Headed down to SGI the second week of September. Never taken my boat there to fish. I'm more familiar with fishing Keaton and St. Marks.. Any ideas of good boat ramps and areas to fish that time of year? I've fished the east end from the shore and did well with the reds and flounder so I know i'll be visiting the cut in the boat. I have a 19 foot bay boat so if the weather is good I wouldnt mind running a few miles out to troll for spanish and kings either if the trout and reds aren't biting. Any advice is good advice. Thanks!


----------



## jcbcpa (Aug 17, 2015)

You should be just about just right for the reds. 
There's a good ramp on the bridge coming over. If you are coming from St. George there's an access road to the right right after you get on the bridge.

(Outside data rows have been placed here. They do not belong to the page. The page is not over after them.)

PR #1539, opened 2015-06-23
Opportunity templates and pizzas

xymus:
Adds templates to the Opportunity meetup creation page. The default software provides: 4 kinds of pizzas, 5 days work week and 7 days week. The software customized for xymus.net also provides: pizzas special LATECE and meeting hours for UQAM Sciences.

It is already available at http://xymus.net/opportunity/.

### DIFF
--- a/contrib/opportunity/src/templates/languages/fr/LC_MESSAGES/meetup_creation.po
+++ b/contrib/opportunity/src/templates/languages/fr/LC_MESSAGES/meetup_creation.po
@@ -60,6 +60,10 @@ msgstr "Thème d'opportunités"
 msgid "Apply a template"
 msgstr "Appliquer un thème"
 
+#: templates::meetup_creation 149--92:98
+msgid "Clear"
+msgstr "Vide"
+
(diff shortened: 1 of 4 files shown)


privat:
+1

I like the detail of the separate local-latece-uqam things from the general templates in the business logic.

R4PaSs:
:shipit: !
But why translate the name of the software to `Opportunité` in French ? Should not the name of the software stay the same, regardless of the language ?

privat:
Loi 101?

Le jeu. 25 juin 2015 10:19, Lucas Bajolet <notifications@github.com> a
écrit :

R4PaSs:
If we go all the way through this path then a well-known OS should change its name to `Fenêtres` in its French distribution, but this would only make it even more ridiculous :)
I do think the name should be uniform for all languages, but I'm not that shocked after all, we can name it `Opportunité`, I don't mind, it just caught my attention

privat:
The pun is still here. So I'm fine. I don't know how it will be in the German, Japanese and Polish.

PR #1540, opened 2015-06-23
Personalized tests

privat:
Extends the tests.sh infrastructure to be configurable by os and hostname

* handle `sav/$os`, `sav/$os/fixme`, `sav/$hostname` and `sav/$hostname/fixme` sav directories that can contains specific results `.res` when there is an expected divergence on results per architecture or machine
* specific `$hostname.skip` file to skip tests on a host basis (`$os.skip` files did already exists to filter at the architecture level)
* additional `sav/$foo/cc.skip` and `sav/$foo/exec.skip` where foo can be engines, os or hostname to fine-tune more things

### DIFF
--- a/tests/Darwin.skip
+++ b/tests/Darwin.skip
@@ -1,0 +1,5 @@
+mnit
+android
+java
+jvm
+neo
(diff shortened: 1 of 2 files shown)


xymus:
+1

privat:
test this please

PR #1542, opened 2015-06-26
interpreter: Added binary operations to Byte

R4PaSs:
Since it was missing, I added it to the interpreter, I wonder why it was not found by tests earlier, a bug in Jenkins ?


xymus:
Why make them intern? They are supported by the FFI.

R4PaSs:
Oh. I forgot about that.

I had an old version of the interpreter when I ran my tests, so naturally I had a cool-looking `Not yet implemented` error, hence the PR.

Well, should I close it or leave it be ?

xymus:
You can close it, we are in the process to remove all the intern implementations of extern methods from the interpreter.

PR #1688, opened 2015-09-02
objcwrapper: class methods as top-level methods, generate doc and intro `gen_nit`

xymus:
Update _objcwrapper_  so it is more useful. It now supports class/top-level methods, it generates basic doc with each methods and moving the preprocessing to Nit allows to easily parse many files at once.

This PR also extracts the Nit keywords list from jwrapper into the new `gen_nit` lib. I may move up other services common to jwrapper and objcwrapper there in the future.

At this point, we parse 89 out of 121 headers from GNUStep. And I have grammar tweaks stashed away that brind it up to 101, but I'm also considering using an existing and complete grammar... The result is not very usable as it still need to reproduce the class hierarch and avoid reintroducing introduced methods between classes.

I've added a pretty print for errors to help debug the grammar, if there is an interest I could move it up to `nitcc_runtime`, here's an example output:
~~~
Syntax Error: Unexpected rpar ')'; is acceptable instead: data_type, more_type, at 70:38-70:39
in /usr/include/GNUstep/Foundation/NSArchiver.h
- (void) serializeHeaderAt: (unsigned)positionInData
                                     ^
Syntax Error: Unexpected id 'autorelease_thread_vars'; is acceptable instead: declaration, structure_core, type, type_annotation, unsigned, data_type, more_type, function_pointer, at 9:16-9:39
in /usr/include/GNUstep/Foundation/NSAutoreleasePool.h
typedef struct autorelease_thread_vars
               ^^^^^^^^^^^^^^^^^^^^^^^
~~~


contrib/jwrapper/src/code_generator.nit
```diff
@@ -417,18 +419,12 @@ redef class Sys
...
-		"loop", "module", "new", "not", "null",	"nullable", "or", "package", "private",
-		"protected", "public", "return", "self", "super", "then", "true", "type", "var", "while",
-
-	# Top-level methods
-		"class_name", "get_time", "hash", "inspect", "inspect_head", "is_same_type",
-		"is_same_instance", "object_id", "output", "output_class_name", "sys", "to_s",
-
-	# Pointer or JavaObject methods
-		"free"])
+	private var nit_keywords: Set[String] is lazy do do
```
privat: do do?

contrib/objcwrapper/src/objc_generator.nit
```diff
@@ -305,10 +337,52 @@ redef class Text
...
 end
 
-redef class Property
+redef class ObjcProperty
 	private fun comment_str: String do if is_commented then
 		return "#"
 	else return ""
+
+	# Full documentation to be generated for the Nit code
+	private fun doc: String do return "#a" #is abstract
```
privat: a?

contrib/objcwrapper/src/preprocessing.nit
```diff
@@ -0,0 +1,56 @@
...
+import opts
+
+redef class Sys
+	# Options for the C preprocessor
+	var opt_gcc_options = new OptionString("C Preprocessor options to add to `gcc -E file`", "-p")
+end
+
+redef class Text
+	# Read file at `self` and preprocess its content through `gcc -E`, `header_keeper` and `header_static`
+	fun preprocess_content: String
```
privat: couldn't the function promoted to `header_keeper`?

lib/gen_nit.nit
```diff
@@ -0,0 +1,41 @@
...
+		"abort", "abstract", "and", "assert", "break", "class", "continue",
+		"do", "else", "end", "enum", "extern", "false", "implies", "import",
+		"init", "interface", "intrude", "if", "in", "is", "isa", "isset",
+		"for", "label", "loop", "module", "new", "not", "null",	"nullable",
+		"or", "package", "private", "protected", "public", "return", "self",
+		"super", "then", "true", "type", "var", "while"])
+
+	# Top-level methods from the `Object` class
+	#
+	# This is a non-exaustive list that targets conflit prone names.
```
privat: `conflit-prone names` with a dash?

contrib/objcwrapper/src/objcwrapper.nit
```diff
@@ -55,7 +59,19 @@ for arg in opts.rest do
...
+		if pos != null then
+			var lines = content.split("\n")
+			for line in [pos.line_start..pos.line_end] do
+				print_error lines[line-1]
+			end
+
+			var ptr = " "*(pos.col_start-1).max(0) + "^"*(pos.col_end-pos.col_start)
+			print_error ptr
+		end
+		failed_parsing.add src
```
privat: I agree that you should move up this in nitcc_runtime: A service in `Position` that does the printing of the line with the carret and a service in NError that does the whole printing.

contrib/objcwrapper/src/objcwrapper.nit
```diff
@@ -65,3 +81,8 @@ end
 
 var g = new CodeGenerator(v.model)
 g.generate
+
+if failed_parsing.not_empty then
+	print_error "Failed to parse {failed_parsing.length}/{opts.rest.length} files:"
+	print_error failed_parsing.join(", ")
```
privat: I'm not fan of comma-separated filenames as they mess with selection in console. Separate with spaces or newlines (I prefer newlines)

contrib/objcwrapper/src/preprocessing.nit
xymus: Maybe someday but not it uses both header_keeper and header_static. I'm thinking or retiring header_static thought...

xymus:
I've added only one service to `Position` to extract the target lines from the source and underline the columns. I prefer to leave the whole error printing to the client as the output method and the desired style may vary, and it's only 2 lines of code.

privat:
+1

PR #1689, opened 2015-09-04
Common Trees and Tree Edition Distance

Morriar:
This PR make some cleaning and renaming in `abstract_tree` to introduce `Tree`.

Unlike BinTree, a Tree can have more than two children so it can represent hierarchical data like a file and folder or a table of content.

Tree also provides the service `distance_from` used to compute the Tree Edition Distance between two trees.

### DIFF
--- a/lib/trees/abstract_tree.nit
+++ b/lib/trees/abstract_tree.nit
@@ -25,7 +25,7 @@ abstract class TreeMap[K: Comparable, E]
 	super Map[K, E]
 
 	# Type of nodes used in this tree implementation
-	type N: TreeNode[K, E]
+	type N: AbstractTreeNode[K, E]
 
 	# The `root` node of the tree (null if tree is empty)
 	protected var root: nullable N = null is protected writable
@@ -39,10 +39,10 @@ end
 # Node used in Tree implementation
 # nodes are used to store values
 # * `E`: type of value
-class TreeNode[K: Comparable, E]
+abstract class AbstractTreeNode[K: Comparable, E]
 
 	# TreeNode type
-	type N: TreeNode[K, E]
+	type N: AbstractTreeNode[K, E]
 
 	# `key` for this node
 	var key: K
--- a/lib/trees/abstract_tree.nit
+++ b/lib/trees/abstract_tree.nit
@@ -64,4 +64,3 @@ class TreeNode[K: Comparable, E]
 		return res.to_s
 	end
 end
-
--- a/lib/trees/abstract_tree.nit
+++ b/lib/trees/abstract_tree.nit
@@ -25,7 +25,7 @@ abstract class TreeMap[K: Comparable, E]
 	super Map[K, E]
 
 	# Type of nodes used in this tree implementation
-	protected type N: TreeNode[K, E]
+	type N: TreeNode[K, E]
 
 	# The `root` node of the tree (null if tree is empty)
 	protected var root: nullable N = null is protected writable
--- a/lib/trees/abstract_tree.nit
+++ b/lib/trees/abstract_tree.nit
@@ -40,6 +40,7 @@ end
 # nodes are used to store values
 # * `E`: type of value
 abstract class AbstractTreeNode[K: Comparable, E]
+	super Comparable
 
 	# TreeNode type
 	type N: AbstractTreeNode[K, E]
@@ -53,6 +54,17 @@ abstract class AbstractTreeNode[K: Comparable, E]
 	# Direct parent of this node (null if the node is root)
 	var parent: nullable N = null is writable
 
+	# Depth in tree (length of the path from `self` to `root`)
+	fun depth: Int do
+		var node = parent
+		var i = 0
+		while node != null do
+			node = node.parent
+			i += 1
+		end
+		return i
+	end
+
 	redef fun to_s do return "\{{value or else ""}\}"
 
 	# Return dot representation of this node
@@ -63,4 +75,17 @@ abstract class AbstractTreeNode[K: Comparable, E]
 		if parent != null then res.append "\"{parent.as(not null)}\" -> \"{self}\"[dir=back];\n"
 		return res.to_s
 	end
+
+	redef type OTHER: N
+
+	# Nodes equality is done on `value` equality
+	#
+	# Redefine this method to change the default behavior.
+	redef fun ==(o) do
+		if not o isa N then return false
+		return self.value == o.value
+	end
+
+	# Nodes ordering is based on the `key`
+	redef fun <(o) do return self.key < o.key
 end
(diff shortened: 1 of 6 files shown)


lib/trees/abstract_tree.nit
```diff
@@ -36,13 +36,19 @@ abstract class TreeMap[K: Comparable, E]
...
-class TreeNode[K: Comparable, E]
+# Abstract node structure used in `TreeMap` implementations
+#
+# Nodes are defined recursively each node (except the root one) pointing to a parent.
+# Nodes can be used to store data with the `AbstractTreeNode::value` attribute.
+#
+# Formal parameters:
+# * `K`: key type (a `Comparable` one so nodes can be sorted by their keys)
+# * `E`: value type (to store your data)
+abstract class AbstractTreeNode[K: Comparable, E]
```
privat: Je suis pas fan d'avoir le `Abstract` dans le non, je vois pas trop ce que ca apporte de plus.

lib/trees/tree.nit
```diff
@@ -0,0 +1,614 @@
...
+# WITHOUT WARRANTIES OR CONDITIONS OF ANY KIND, either express or implied.
+# See the License for the specific language governing permissions and
+# limitations under the License.
+
+# Common tree structure
+#
+# Hierarchical representation of data using recursive collections of nodes.
+#
+# This one differs from the `bintree` and `rbtree` implementation since it allows
+# more tha two children by node.
```
privat: than*

lib/trees/tree.nit
```diff
@@ -0,0 +1,614 @@
...
+module tree
+
+import abstract_tree
+
+# Tree structure
+#
+# The tree contains a `root` node. If `root == null` then the tree is empty.
+# Each node can have `0..n` children.
```
privat: `n` is undefined. Are the children in a Sequence? a Collection?

lib/trees/tree.nit
```diff
@@ -0,0 +1,614 @@
...
+# tree.add_node(nc, na)
+# tree.add_node(nd, nc)
+#
+# assert tree.to_formatted_string == """
+# a
+#  b
+#  c
+#   d
+# """
+# ~~~
```
privat: In the example I do not understand what the `Int` is for

lib/trees/tree.nit
```diff
@@ -0,0 +1,614 @@
...
+	# 10:a
+	#  20:b
+	#   0:c
+	# """
+	# tree = new Tree[Int, String].from_string(str)
+	# assert tree.nodes[10].value == "a"
+	# assert tree.nodes[20].value == "b"
+	# assert tree.nodes[0].value == "c"
+	# ~~~
+	var nodes = new HashMap[K, N]
```
privat: protected? private?

lib/trees/tree.nit
```diff
@@ -0,0 +1,614 @@
...
+	# ~~~
+	fun postorder: Array[N] do
+		var root = self.root
+		var nodes = new Array[N]
+		if root == null then return nodes
+		root.recursive_postorder nodes
+		return nodes
+	end
+
+	# TODO comment and test
```
privat: just do it

lib/trees/tree.nit
```diff
@@ -0,0 +1,614 @@
...
+	# ~~~
+	#
+	# See:
+	# > *Kaizhong Zhang and Dennis Shasha.*
+	# > Simple fast algorithms for the editing distance between trees and
+	# > related problems.
+	# > SIAM Journal of Computing, 18:1245–1262, 1989.
+	fun distance_from(o: SELF): Int do
+		# Fill dynamic result map with zeros
+		var tdist = new Array[Array[Int]]
```
privat: One day we will have an efficient Matrix class or something, one day...

lib/trees/tree.nit
```diff
@@ -0,0 +1,614 @@
...
+#
+# assert tree.to_formatted_string == """
+# a
+#  b
+#  c
+#   d
+# """
+# ~~~
+#
+# Use `show_dot` to display a graphic representation of a tree using graphiz.
```
R4PaSs: :s/graphiz/graphviz

lib/trees/tree.nit
```diff
@@ -0,0 +1,614 @@
...
+		if ls.length > 1 then
+			return new TreeNode[Int, String](ls.first.to_i, ls.last)
+		end
+		return new TreeNode[Int, String](id, line.trim)
+	end
+
+	# Add a node to the tree
+	#
+	# If `parent == null` then node is set as the root node.
+	# Set `node.parent = parent` otherelse.
```
R4PaSs: :s/otherelse/otherwise

lib/trees/tree.nit
```diff
@@ -0,0 +1,614 @@
...
+	# TODO comment and test
+	# Compute the Tree Edition Distance between `self` and `o`.
+	#
+	# Tree distance is computed based on the minimum sequence of edit operation
+	# to go from a tree to another.
+	# Edit operations are insert, remove and update.
+	# Each operation is associated to cost that can be modified with `insert_cost`,
+	# `remove_cost` and `update_cost`.
+	#
+	# Two trees are considered similar if their edit distance if equals to 0.
```
R4PaSs: :s/if equals/equals

R4PaSs:
:shipit:

lib/trees/abstract_tree.nit
Morriar: In this case I will need a better name idea :)

I renamed this one so I can use `TreeNode` for the kind that goes in a `Tree`. Maybe `TreeMapNode` for the abstract one?

lib/trees/tree.nit
Morriar: This seems to be a useful service. Maybe just type it with `Map` to disable statically write services?

lib/trees/tree.nit
Morriar: My bad, it's already done the line under this one :)

lib/trees/tree.nit
Morriar: A simple Matrix class can be added to the stdlib. If you want an efficient one like what Matlab does, this require more work.

privat:
Something is bothering me in the design of the new `TreeMap` design: it is the Map part.

In the previous tree implementations, each one used the tree structure as an algorithm mean to implements fast collections (fast maps in fact): fast addition of a element, fast retrieval, fast suppression. In fact, the organisations of nodes in the original trees was completely used internally and not exposed to the user.

In what is proposed now, its the user that controls the organisation of the nodes in the tree, and the map part seems to be no more used (in fact, it is implemented with a hashmap that is in complete opposition of what the other trees are doing).

Maybe I am completely out of touch about what is really happening here, but I think that the new code is a basically an overloading of the `tree` name.
I also think that a better proposal could be to add your concerns about tree distances in the existing module `ordered_tree` (or just as a standalone module of algorithms like what is done with coloring or perfect hashing)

Also if I'm going to fish the west end I sometimes trailer to Apalach and put in there at the Hwy 98 public ramp. You just follow 98 through town and once you get out of Apalach a little there's a ramp to the left. 
I have put my boat in at both ramps in the State Park on the east end of the Island but it can get skinny there.


----------



## Gordon (Aug 18, 2015)

Boat ramp on the bridge is good.  Be careful, quite often there is an Easterly during the day blowing right into the ramp, making it tricky.


----------



## BIGGUS (Aug 19, 2015)

Just go to the Deep Hole ramp. Free, nice, docks, deep. Right under the bridge in Apalach.


----------



## d-a (Aug 20, 2015)

BIGGUS said:


> Just go to the Deep Hole ramp. Free, nice, docks, deep. Right under the bridge in Apalach.



It's not free anymore.  

d-a


----------



## ForsythGlock (Aug 20, 2015)

Really?  The one right under the bridge when you cross over to Apalachicola?  How much do they charge?


----------



## one_shot (Aug 20, 2015)

I will be there Sept 4-9 fishing the east end  , I hope it's a little cooler.


----------



## BIGGUS (Aug 22, 2015)

d-a said:


> It's not free anymore.
> 
> d-a



Was in May.


----------



## BIGGUS (May 23, 2016)

I stand corrected. Now $10 for non-residents. Worth every penny. Great ramp!


----------